* _Work instruction_: Number of lines with the string "range" in the entries below: report it, and nothing besides.

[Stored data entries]
───
PR #1172, opened 2021-05-19
add new settings route and make changes to assessment titlebar

jazzmind:
Created a page /settings-embed that can be used to show the settings without nav elements .

Changed assessment page so the titlebar reflects the state of the assessment better.

**Checklist:**

- [ x ] Unit test completed?: (Y/N)
- [ x ] Docs folder up to date?: (Y/N)
- [ x ] Add if anything missed: (Y/N)

All Checklist are okay.


src/app/auth/auth-direct-login/auth-direct-login.component.ts
```diff
@@ -85,6 +85,13 @@ export class AuthDirectLoginComponent implements OnInit {
       // switch to the program
       await this.switcherService.switchProgram(program).toPromise();
     }
+    const referrerUrl = this.route.snapshot.paramMap.get('activity_task_referrer_url');
```
shawnm0705: @jazzmind `activity_task_referrer_url` is meant to be the referrer URL for direct link to the activity_task page.
If we need the similar logic for assessment page, shall we name it `assessment_referrer_url` and put it under the assessment `case` accordingly?

src/app/settings-embed/settings-embed.component.ts
```diff
@@ -0,0 +1,151 @@
+import { Component } from '@angular/core';
```
shawnm0705, line 1: Generally, it's not a good idea to just copy & paste all the code and create a different route to it.
We should just pass a parameter to the settings component to hide/show the elements.

src/environments/environment.ts.wes
```diff
@@ -0,0 +1,51 @@
+// The file contents for the current environment will overwrite these during build.
```
shawnm0705: @jazzmind is this intended to be committed to git or should it be gitignored?

shawnm0705 (changes requested):

src/app/auth/auth-direct-login/auth-direct-login.component.ts
jazzmind: I think we should have a generic referrer URL for any direct link which is where the back arrow and similar behavior goes. It is not specific to the activity_task so it should just be referrer_url... however we should leave activity_task_referrer_url in there as an alternative for backward compatiblity.

src/app/settings-embed/settings-embed.component.ts
jazzmind: I know, but we need this quickly for xprize and altering the existing settings page was more work and would require more tests. I think we should do what you suggest as part of incorporating into the main app-v2 branch.

src/environments/environment.ts.wes
jazzmind: should be git ignored... oops

src/app/auth/auth-direct-login/auth-direct-login.component.ts
shawnm0705: The problem is how do we know which back button should be redirected to the referrer URL
e.g. we may have a use case that we want a user to navigate the activity page and assessment/topic page in app, only redirect user back to referrer when user click back button from activity page.
we may have another use case that we want a user to only see the assessment page in app, redirect user back to referrer when user click back button from assessment page.
We will need a way to handle this different scenario. That's why I put this activity_task referrer URL to the "activity task" specific case

jazzmind: Sounds like we need some design work here to list out use cases we want to support for embedding the app. I agree in the interim to call it assessment_referrer_url so that we preserve optionality.

jazzmind: I have made a change which i think gives us some flexibility and a level of abstraction... let me know what you think @shawnm0705

shawnm0705 (approved):

PR #1841, opened 2021-10-08
extend disk size used `/var/scratch` in dctest-runner

kmdkuk:
If you let dctest-runner wait for a long time, the size of the volume prepared in `/var/scratch` will be exhausted and the test execution environment will die.
I know that the 300Gi size that I have available will be consumed in about 20 hours at this point.
It consumes about 100Gi when it is just started, and the trend is roughly linear, consuming 100Gi per 10 hours.
If this trend remains unchanged for more than 20 hours, this change will increase the deadline of the test execution environment by 10 hours.
In the future, meows will be added a feature to recreate the test execution environment.
We plan to use the feature to recreate the test execution environment in 24 hours, so 30 hours of its availability will be sufficient.
While the feature to recreate cannot be enabled, you will need to manually delete the dead test environment.

### DIFF
--- a/meows/overlays/stage0/runnerpool.yaml
+++ b/meows/overlays/stage0/runnerpool.yaml
@@ -60,7 +60,7 @@ spec:
                 accessModes: [ "ReadWriteOnce" ]
                 resources:
                   requests:
-                    storage: 300Gi
+                    storage: 400Gi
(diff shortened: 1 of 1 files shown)


zoetrope (approved):
LGTM

PR #1850, opened 2021-10-13
Revert "Remove cydec and maneki namespaces"

yokaze:
Reverts cybozu-go/neco-apps#1839


test/setup_test.go
```diff
@@ -353,31 +353,16 @@ func testSetup() {
 }
 
 func applyAndWaitForApplications(commitID string) {
-	// TODO: remove this block after #1839 is released
-	By("grafting cydec namespaces")
+	// TODO: remove this block after #1798 is released
```
zoetrope, line 356: I think #1798 has already been merged.
Do we need this block?

yokaze: As mentioned, it is not needed.
I would like to revert this as soon as possible, so can I remove it with another PR?

zoetrope: I see. Let's do it.

zoetrope (approved):

PR #1876, opened 2021-10-19
Replace Loki backend from consul to memberlist

zoetrope:


masa213f (commented):
Why don't you add the containerPort setting for the `7946` port to the distributor, ingester and querier?

masa213f (approved):
LGTM

PR #1884, opened 2021-10-20
increase cs nodes

umezawatakeshi:
part of https://github.com/cybozu-go/neco/issues/1793

Signed-off-by: UMEZAWA Takeshi takeshi-umezawa@cybozu.co.jp


morimoto-cybozu (approved):
LGTM

PR #1937, opened 2021-11-02
fix RunnerPool image for test

kmdkuk:
- The image of the RunnerPool resource used for testing was specified with the latest tag.
  - In connection with the release of meows, only the Image version of runner has been increased and is no longer executable.
- Fixed to explicitly specify the version.


morimoto-cybozu (approved):
LGTM

PR #1964, opened 2021-11-08
Move confirmOsdPrepare() to testSetup().

cupnes:
When restarting the node, the pods are not created and confirmOsdPrepare() falls into an error.

This is a problem with the point where confirmOsdPrepare() is called.

Therefore, we changed the location of the call to confirmOsdPrepare().


toshipp (approved):
mobbed

PR #2010, opened 2021-11-16
Rook/Ceph: expand capacity of stage0 ceph-ssd

llamerada-jp:

### DIFF
--- a/rook/overlays/stage0/kustomization.yaml
+++ b/rook/overlays/stage0/kustomization.yaml
@@ -16,4 +16,4 @@ patchesJson6902:
     patch: |-
       - op: replace
         path: /spec/storage/storageClassDeviceSets/0/count
-        value: 23
+        value: 43


satoru-takeuchi (approved):

satoru-takeuchi:
The reason of how Yuji and I choose the new number of OSDs.

Currently, there are 23 OSDs, the total size is 25.3TB, the consumed space is 9.33 TB, and the percentage of free space is about 63.1%. We need to increase the remaining capacity to larger than 70%.

We'd like to set the target value to 80% to prevent frequent operations. Then the additional space becomes 9.33/(1-0.8) ~= 46.64 TB. It means the number OSDs should be 46.64 / 1TiB ~= 43.

At this time, the total space of SSDs in all CSes is `sum(topolvm_volumegroup_size_bytes) = 368,024,724,963,328 Byte` and the total free space is 
 `sum(topolvm_volumegroup_available_bytes) = 207,950,220,099,584 Byte`. After increasing the number of OSDs, the percentage of free space is still 49%. So we regards 43 as a reasonable count.

toshipp (approved):
Understood.

PR #2017, opened 2021-11-17
Update meows v0.4.2

kmdkuk:
- Add a test to check the communication from controller to slack-agent


test/meows_test.go
```diff
@@ -53,24 +55,37 @@ func prepareMeows() {
...
 
 		Eventually(func() error {
 			return checkDeploymentReplicas("slack-agent", "meows", 2)
 		}).Should(Succeed())
+
+		By("getting runner pod list")
+		controllerPodList := new(corev1.PodList)
+		stdout := ExecSafeAt(boot0, "kubectl", "get", "pods", "-n", "meows", "-l=app.kubernetes.io/name=meows,app.kubernetes.io/component=controller", "-o=json")
+		err := json.Unmarshal(stdout, controllerPodList)
+		Expect(err).NotTo(HaveOccurred())
```
masa213f, line 75: This logic is unnecessary. We can use `kubectl exec deploy/moco-controller` :)

test/meows_test.go
```diff
@@ -53,24 +55,37 @@ func prepareMeows() {
...
+
+		By("accessing to slack-agent: should be allow")
+		runnerPoolName := genRunnerPoolName()
+		// This command does not want to check the communication with the slack api, so ignore the error.
+		// Cannot be checked by curl command or other methods.
+		ExecAt(boot0, "kubectl", "exec", "-n", controllerPodList.Items[0].Namespace, controllerPodList.Items[0].Name, "--", "/usr/local/bin/meows", "slackagent", "send", runnerPoolName, "success", "-s", "http://slack-agent.meows.svc", "-c", "test1", "-n", controllerPodList.Items[0].Namespace)
```
masa213f, line 81: Are you confusing the controller's namespace and a runner's namespace?

masa213f (changes requested):

test/meows_test.go
kmdkuk: I understand that.
I'm aware that the Pod name and namespace used here is the string used in the Slack notification.
Therefore, I thought it would be easier to understand the test notifications if I gave the controller namespace when testing.

Since specifying namespace should not be important, I may not need to specify the namespace.

masa213f (approved):
LGTM

PR #2037, opened 2021-11-22
Alert if clock skew is detected

yokaze:
This PR adds two alerts.
- ChronyMetricsMissing: alert if chrony metrics is missing on machines that are visible to sabakan.
  It is expected to find failure when node_exporter is running but chrony_monitor is not rendering metrics correctly.
- NodeClockSkew: alert if node's system time is fastened or delayed by a certain amount.

The severity is set to warning for a while.

### DIFF
--- a/monitoring/base/victoriametrics/rules/node-alertrule.yaml
+++ b/monitoring/base/victoriametrics/rules/node-alertrule.yaml
@@ -62,3 +62,19 @@ spec:
           annotations:
             summary: Available filesystem is low at `{{ $labels.instance }}` on `{{ $labels.mountpoint }}`.
             runbook: Please check filesystem consumption.
+        - alert: ChronyMetricsMissing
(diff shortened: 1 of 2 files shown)


monitoring/base/victoriametrics/rules/node-alertrule.yaml
```diff
@@ -62,3 +62,19 @@ spec:
           annotations:
             summary: Available filesystem is low at `{{ $labels.instance }}` on `{{ $labels.mountpoint }}`.
             runbook: Please check filesystem consumption.
+        - alert: ChronyMetricsMissing
+          expr: sum(sabakan_machine_status{status!="retired",role!="boot"} == 1) by (address) unless sum(chrony_monitor_tracking_system_time_seconds) by (address)
```
zoetrope, line 66: Why is boot excluded?

yokaze: Because the metrics is not scraped from the boot servers.

zoetrope (approved):
LGTM

PR #342, opened 2025-11-13
Remove port forwarding in favour of node port.

### LINKED ISSUE #345: bug everything MCP server tools return 404
We added the MCP everything server but it is returning 404 for tools calls. Possibly some path issue

```
"Error POSTing to endpoint (HTTP 404): Transport not found for sessionId 0b1a1fb1-d922-489a-b709-7bba240c6251"
```

david-martin:
This is a large set of changes, but a small surface area affected.

* removes any port-forwarding required for accessing the mcp gateway or keycloak (was previously 8888 & 8889)
* replaces that access with extraPortMappings in kind, that leverages a nodeport service
    * MCP Broker/Gateway 8001 (host) ->30080 (nodeport) ->8080 (gateway mcp listener)
    * Keycloak: 8002 (host) ->30089 (nodeport) -> 8002 (gateway keycloak listener)
* removes any make targets, echo statements and readme content that referenced port forwarding for this
* updates existing references, including docs & yaml, to use the nodeport forwarded ports instead. These are 8001 for the mcp gateway, and 8002 for keycloak.
    * http://mcp.127-0-0-1.sslip.io:8001/mcp
    * http://keycloak.127-0-0-1.sslip.io:8002/admin/master/console/

(Also fixes #345 )

To verify:

```
make local-env-setup
make inspect-gateway
```
Tools listing and calling should work as before, without any port forwarding needed.

Additional verification with auth (Not working yet)

```
```

* Connect via the inspector
* Login to keycloak as mcp/mcp
* List & use tools

### DIFF
--- a/CLAUDE.md
+++ b/CLAUDE.md
@@ -48,7 +48,6 @@ Client → Gateway (Envoy) → Router (ext_proc) → Broker → Upstream MCP Ser
 ### Quick Start
 ```bash
 make local-env-setup     # Create Kind cluster with everything
-make dev-gateway-forward # Access gateway at localhost:8888
 make reload              # Build, load to Kind, and restart controller and broker
 ```
 
@@ -85,7 +84,8 @@ This prevents resource waste during rapid development/force-pushing.
 - 8080: Broker HTTP (/mcp endpoint)
 - 50051: Router gRPC (ext_proc)
 - 8081: Controller health probes
-- 8888: Gateway forward for dev
+- 8001: Gateway port mapping
+- 8002: Keycloak port mapping
 
 ## Known Issues & Solutions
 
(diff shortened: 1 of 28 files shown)


david-martin:
> it used to work and stopped working this suddenly

I think it was the modelcontextprotocol/sdk package updating a type in the response object.

david-martin:
Discussed with @trepel on a meet.
This PR is good to merge.

There are 2 bugs to create, unrelated to these changes:

> Then I tried with OAuth (the bug in WASMSHIM was fixed in Kuadant v1.3.1). That worked as well, what surprised me a bit was that clicking "Clear" button invalidated the session and one had to click "Reconnect" button to make it work again.

Tomas will try this again from main with and without auth to reproduce & understand the extent of the issue, creating a bug after.

> I could not make it work using docker, the docker build  -t ghcr.io/kagenti/mcp-gateway:latest . is failing for me, but it's failing on main too so it's unrelated to this PR. Hence approving this one.

Tomas will create an issue for this. I was unable to reproduce this (I'm using docker via orbstack on macos). The build logs can be attached to the bug.

trepel:
@david-martin I created https://github.com/kagenti/mcp-gateway/issues/380 - it complains about invalid session ID even without auth configured (using `main` branch)

Issue #355, opened 2025-11-17
MCP Everything server seems to have invalid external HTTPRoute


esnible:
After installing the MCP Gateway dev env with `make local-env-setup`, `oc -n mcp-test get httproute mcp-everything-server-route-ext -o yaml` shows a problem:

```YAML
status:
  parents:
  - conditions:
    - lastTransitionTime: "2025-11-17T13:53:46Z"
      message: no hostnames matched parent hostname "server2.127-0-0-1.sslip.io";
        no hostnames matched parent hostname "server3.127-0-0-1.sslip.io"; no hostnames
        matched parent hostname "api-key-server.127-0-0-1.sslip.io"; no hostnames
        matched parent hostname "oidc-server.127-0-0-1.sslip.io"; no hostnames matched
        parent hostname "mcp.127-0-0-1.sslip.io"; no hostnames matched parent hostname
        "*.mcp.local"; no hostnames matched parent hostname "keycloak.127-0-0-1.sslip.io";
        no hostnames matched parent hostname "server1.127-0-0-1.sslip.io"
```

PR #356, opened 2025-11-17
Fix everything server hostname

david-martin:
Fix for #345 ~and possibly #355~


esnible (approved):
This works -- I can now invoke `everything_echo` through the gateway -- I tested interactively with the MCP Inspector.

This WILL NOT fix #355 because 355 is about the external direct route to everything, everything-server.127-0-0-1.sslip.io , not the gateway internal route.

Issue #157, opened 2025-09-10
Support the HTTP Delete method in the broker


david-martin:
Clients that no longer need a particular session (e.g., because the user is leaving the client application) SHOULD send an HTTP DELETE to the MCP endpoint with the Mcp-Session-Id header, to explicitly terminate the session.

We can either implement this or return a 405

We should remove the session-id from the cache when the delete comes in, we should also consider iterating over any backend mcp-session-ids and sending on the DELETE to those servers to allow them opportunity to clean up

david-martin:
Let's investigate if this is partially handled by the mcp-go library/server for invalidating the in memory session id.
We should also clean up the gateway to mcp backend sessions mappings when this happens

esnible:
The broker uses the mark3labs MCP server implementation with the default session handler, [_InsecureStatefulSessionIdManager_](https://github.com/mark3labs/mcp-go/blob/main/server/streamable_http.go#L908).  This session handler is "insecure" because it doesn't do anything other than verify the format of the sessionID.

The implementation doesn't write a secure stateful sessionID manager.  That implementation would either be memory-based (thus not scalable and not surviving pod restarts), or it would use shared K8s state (thus being slow and hard to test).

We "support" delete in that the broker returns 20x on delete, but we don't support it in the sense that a client can delete a sessionID and then continue to use it, or just forge sessionIDs.  The only clever thing is that the sessionIDs are UUIDs, and thus it is difficult to guess/forge another tenant's ID.

PR #361, opened 2025-11-19
Session mgmt revamp

### LINKED ISSUE #50: MCP Router: Handle 404 invalid session id response from upstream MCP Server
See https://modelcontextprotocol.io/specification/2025-06-18/basic/transports#session-management for how mcp servers are expected to handle an invalid session id.

We should call out to the ~~broker~~ **router** to invalidate the session id when this happens, then let the client re-initialize

maleck13:
closes #50 

- Always ensure we send back the gateway session id and not the mcp backend session id 
- Allow for using redis as an external store for client sessions
- Ensure when we initialize the MCP backend we use the client auth and not the broker auth
- Ensure we remove sessions when a client gateway session is invalidated
- Ensure we close any open connections when a client gateway session is invalidated

- Adds a redis backend for local dev for testing
- adds a custom response tool to test different responses coming through the gateway

**Still todo**

- [x]  Update the docs
- [x] Add some verification steps
- [x]  Add a flow diagram on the session flow now
- [ ]  Add some e2e test coverage
- [x]  Test with AuthPolicy etc 
- [x] Add issues for 1) invalidating gateway session 2) invoking DELETE against MCP servers when we receive a DELETE from the client Relates to #157 

### Validation

- Use `make local-env-setup`
- make `oauth-token-exchange-example-setup`
- use stern to monitor logs `stern broker -n mcp-system` and `stern mcp-oidc-server -n mcp-test`
- use `make inspect-gateway`
- Initilalize and tools/list (should get 3 tools)
- Invoke the OIDC tool:

In the logs of the MCP Gateway should should see as there is nothing in cache

```
initializing target as no mcp-session-id found for client

```

In the `mcp-oidc-server` logs you should see an initialize call with a JWT token. If you take that token to jwt.io you can see it is the scoped down token that was sent to the backend 

```
it will have an aud:  "aud": "oidc-server.mcp.local",
```

```
mcp-oidc-server-6f7b8d6b8c-q6k9b server 2025/11/21 11:00:43 	Header: X-Mcp-Method: initialize

```

You should also see a toos/call log that also has a scoped down token with the same aud

- Invoke the oidc tool again

you should see in the broker logs

```
found session in cache
```

In the oidc mcp logs you should see only one call come through now and it should be a tool call and it should have  scoped down token

```
mcp-oidc-server-6f7b8d6b8c-q6k9b server 2025/11/21 11:05:56 	Header: X-Mcp-Method: tools/call
```

Finally disconnect your client. And re-invoke the tool. You should see the same result as the first tool call

Note:  currently the config is sent many times to gateway components so you see it go a bit nuts when you run `oauth-token-exchange-example-setup` but it will settle down #364


config/samples/mcpserver-test-servers.yaml
```diff
@@ -104,11 +104,26 @@ metadata:
...
-    "kagenti/mcp": "true"
+    'kagenti/mcp': 'true'
 spec:
   toolPrefix: everything_
   targetRef:
     # MCP Everything Server - Typescript SDK based (prompts, tools, resources, sampling)
     group: gateway.networking.k8s.io
     kind: HTTPRoute
-    name: everything-server-route
+    name: mcp-everything-server-route
```
maleck13: bad rebase remove mcp-

internal/mcp-router/request_handlers.go
```diff
@@ -148,30 +160,70 @@ func (s *ExtProcServer) HandleMCPRequest(ctx context.Context, mcpReq *MCPRequest
...
+			for _, h := range mcpReq.Headers.Headers {
+				if h.Key == "Authorization" || h.Key == "x-request-id" {
+					passThroughHeaders[h.Key] = string(h.RawValue)
+				}
+			}
+		}
+		s.Logger.Debug("initializing target", "server ", serverInfo.Name, "with passthrough headers", passThroughHeaders)
+		clientHandle, err := s.InitForClient(ctx, s.RoutingConfig.MCPGatewayInternalHostname, s.RoutingConfig.RouterAPIKey, serverInfo, passThroughHeaders)
 		if err != nil {
-			s.Logger.Error("Failed to get session from cache", "error", err)
```
maleck13: close on error

internal/mcp-router/server.go
```diff
@@ -109,19 +97,10 @@ func (s *ExtProcServer) Process(stream extProcV3.ExternalProcessor_ProcessServer
 					}
 				}
 			}
-			if _, err := mcpRequest.Validate(); err != nil {
```
maleck13: why is it removed?

internal/session/cache.go
```diff
@@ -0,0 +1,98 @@
...
+	}
+	for _, opt := range opts {
+		opt(c)
+	}
+	if c.connectionString != "" {
+		opt, err := redis.ParseURL(c.connectionString)
+		if err != nil {
+			return c, err
+		}
+		c.extClient = redis.NewClient(opt)
```
maleck13: reconnects handled automatically?

maleck13: I think it is likely we might want to set some other settings but at the moment this will take a credential from the connection string and connect using that. We could do a ping as I don't think the new connection will error if not available

david-martin:
fixes #380

maleck13:
I think this has enough value to merge as is.. The current e2e test is a bit of a disaster. So will follow up with that as a separate PR as it also found quite a few more bugs

Issue #408, opened 2025-12-02
Only deploy everything server for local dev


david-martin:
The list of test servers deployed when do run `make local-env-setup` is ever growing (~8 currently), with more being added (see #400).
This is slowing down the dev environment setup time.
Let's only deploy 1 well rounded mcp server, i.e. the everything server, so there's something with a reasonable set of functionality available straight away.
Let's keep the `make deploy-test-servers` target for deploying all of the test servers if developers want.

PR #412, opened 2025-12-02
Remove keycloak/kuadrant/cert-manager install from default dev environment

david-martin:
Small quality of life change for local dev.
Speeds up local dev environment setup with `make local-env-setup` by no longer installing keycloak.

Keycloak, Kuadrant and cert-manager is installed if you run either of the `oauth-token-exchange-example-setup` or `oauth-acl-example-setup` targets, where it's a dependency.

### DIFF
--- a/README.md
+++ b/README.md
@@ -102,7 +102,7 @@ Finally, open MCP Inspector at http://localhost:6274/?transport=streamable-http&
 
 When you click connect with MCP Inspector, you should be redirected to Keycloak. There you will need to login as the MCP user with password mcp. You now should only be able to access tools based on the ACL configuration.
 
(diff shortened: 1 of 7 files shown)


esnible (commented):
As part of this work, could the undocumented `oauth-acl-example-setup` be documented?

As part of this work, can you change _mcp-gateway/README.md_ to mention that `make oauth-token-exchange-example-setup` will also install Keycloak.

david-martin:
> We need to check what happens with the OIDC-enabled test MCP server, as it depends on Keycloak.

Good catch.

We could add keycloak as a dep to deploy-test-servers target as part of #408

PR #415, opened 2025-12-03
Add instructions on how to configure AuthPolicy to get external Github use case working again

huang195:
Fixes https://github.com/kagenti/mcp-gateway/issues/390. After adding the headers, I'm able to get github tool successfully initialize and run with an appropriate Github PAT.

image

### DIFF
--- a/config/samples/remote-github/authpolicy.yaml
+++ b/config/samples/remote-github/authpolicy.yaml
@@ -1,0 +1,20 @@
+apiVersion: kuadrant.io/v1
+kind: AuthPolicy
+metadata:
+  name: mcps-auth-policy
+  namespace: mcp-test
+spec:
+  targetRef:
+    group: gateway.networking.k8s.io
+    kind: HTTPRoute
+    name: github-mcp-external
+  rules:
+    response:
+      success:
+        headers:
+          authorization:
+            plain:
+              expression: 'request.headers["authorization"]'
+          x-mcp-api-key:
+            plain:
+              expression: 'request.headers["authorization"].split(" ")[1]'
--- a/config/samples/remote-github/create_resources.sh
+++ b/config/samples/remote-github/create_resources.sh
@@ -1,0 +1,85 @@
+#!/bin/bash
+set -e
+
+# check for GITHUB_PAT environment variable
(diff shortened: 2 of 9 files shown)


internal/mcp-router/request_handlers.go
```diff
@@ -257,6 +257,18 @@ func (s *ExtProcServer) HandleToolCall(ctx context.Context, mcpReq *MCPRequest)
 	headers.WithMCPSession(remoteMCPSeverSession)
 	// reset the host name now we have identifed the correct tool and backend
 	headers.WithAuthority(serverInfo.Hostname)
+
+	// add authorization headers for backends that require auth
+	mcpServerConfig := s.RoutingConfig.GetServerConfigByName(serverInfo.Name)
```
maleck13: I don't think we want to do this. The credential provided in the MCPServer resource is intended for use by the broker to initialise , list tools and listen for global notifications. With this change we allow an external client to use that credential. I think it would be better to use an authpolicy for the route that loads the needed credential during the tools call. This change will overwrite any Authorization set by the client by an AuthPolicy if the backend mcpserver has specified a credential.

See example here of fetching a key from vault https://github.com/kagenti/mcp-gateway/blob/main/config/samples/oauth-token-exchange/tools-call-auth.yaml#L18

internal/mcp-router/request_handlers.go
```diff
@@ -362,6 +374,20 @@ func (s *ExtProcServer) HandleNoneToolCall(mcpReq *MCPRequest) []*eppb.Processin
 
 			s.Logger.Debug("HandleMCPBrokerRequest initialize request", "target", remoteInitializeTarget, "call", mcpReq.Method)
 			headers.WithAuthority(remoteInitializeTarget)
+
+			// add authorization header if the server has credentials configured
+			serverConfig := s.RoutingConfig.GetServerConfigByHostname(remoteInitializeTarget)
```
maleck13: None tool calls don't ever his the backend MCPServer, they only hit the broker

maleck13:
@guicassolato perhaps you can help @huang195 with how he could configure an AuthPolicy to solve this ?

david-martin:
@maleck13 Good to merge now?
───
* _Solution to this problem_: 2